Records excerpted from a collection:

★ ★ ★ ★ ★ ★ ★

PR #1592, opened 2023-05-20
test(eventual-send): Variation of ses-ava test with deep stacks

erights:
Initially just a port of https://github.com/Agoric/agoric-sdk/pull/2582 to endo


erights:
With the addition of test/test-deep-stacks-ses-ava.js and test/test-deep-send-ses-ava.js to https://github.com/endojs/endo/pull/2109 , closing this PR as subsumed by https://github.com/endojs/endo/pull/2109

PR #1594, opened 2023-05-23
fix(marshal): Add a smaller and more efficient passable encoding

### LINKED ISSUE #1349: Change ordered binary encoding to fix bad nesting complexity.
At https://github.com/endojs/endo/pull/1260#discussion_r960369826 @warner explains that the current ordered binary encoding has a bad complexity measure for nested structures, due to the doubling of bracketing escapes with each additional level.

At https://github.com/endojs/endo/pull/1260#discussion_r1002155752 @gibson042 suggests a much better binary encoding without this bad complexity problem. Rather than do this as part of https://github.com/endojs/endo/pull/1260 , I'm filing this bug so we can remember to do it later.

Either way, for any such encoding change we will need to manage the transition, much like we managed the transition from capdata to smallcaps.

gibson042:
Fixes #1349

Open questions:
- [x] [**REJECTED**] Should we push for extra compactness, e.g. `bfalse` → `bf`/`btrue` → `bt` (booleans) and/or `p1:0` → `o` (0n)?
- [x] [**REJECTED**] Should we allow custom remotable/promise/error encoding to use sequences and/or characters that would not otherwise be allowed, such as raw control characters U+0000 through U+001F or raw string escape characters `!`/`_`?
- [x] [**REPLACE ALL C0 CONTROLS**] For that matter, should we replace the full U+0000 through U+001F range in strings, or just a subset? The full range is necessary if U+0020 SPACE is the array element separator, but that could alternatively be U+0009 TAB and escapes could be limited to code points at or before that. This is really a tradeoff around expectations of character frequency inside strings, limiting blowup when embedding encodings in JSON-serialized containers such as current CapData communication, and (to some extent) human comprehensibility. There's not really a performance difference and at most a linear compactness difference, so it's really a question of aesthetics—for example, JSON-serializing the encoding of `{ "metasyntactic variables": ["foo", "bar", "baz"], tab: "\t", null: "\0" }` would change as follows if we used tab-termination rather than space-termination:
  ```diff
  -"~(^^stab snull smetasyntactic!_variables  ^s!* s!! ^sfoo sbar sbaz   "
  +"~(^^stab\tsnull\tsmetasyntactic variables\t\t^s\n9\ts\n0\t^sfoo\tsbar\tsbaz\t\t\t"
  ```

### DIFF
--- a/packages/marshal/src/encodePassable.js
+++ b/packages/marshal/src/encodePassable.js
@@ -561,8 +561,8 @@ export const makeEncodePassable = (encodeOptions = {}) => {
     }
   };
   const encodePassable = xxx
-    ? // A leading "#" indicates the v2 encoding (with escaping in strings rather than arrays).
-      passable => `#${innerEncode(passable)}`
+    ? // A leading "~" indicates the v2 encoding (with escaping in strings rather than arrays).
+      passable => `~${innerEncode(passable)}`
     : innerEncode;
   return harden(encodePassable);
 };
@@ -654,8 +654,8 @@ export const makeDecodePassable = (decodeOptions = {}) => {
     return innerDecode;
   };
   const decodePassable = encoded => {
-    // A leading "#" indicates the v2 encoding (with escaping in strings rather than arrays).
-    if (encoded.startsWith('#')) {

★ ★ ★ ★ ★ ★ ★

Tally up the lines in the data that hold the word "indicates". Only the total should be given.

- **RESPONSE TO THE TASK**: 3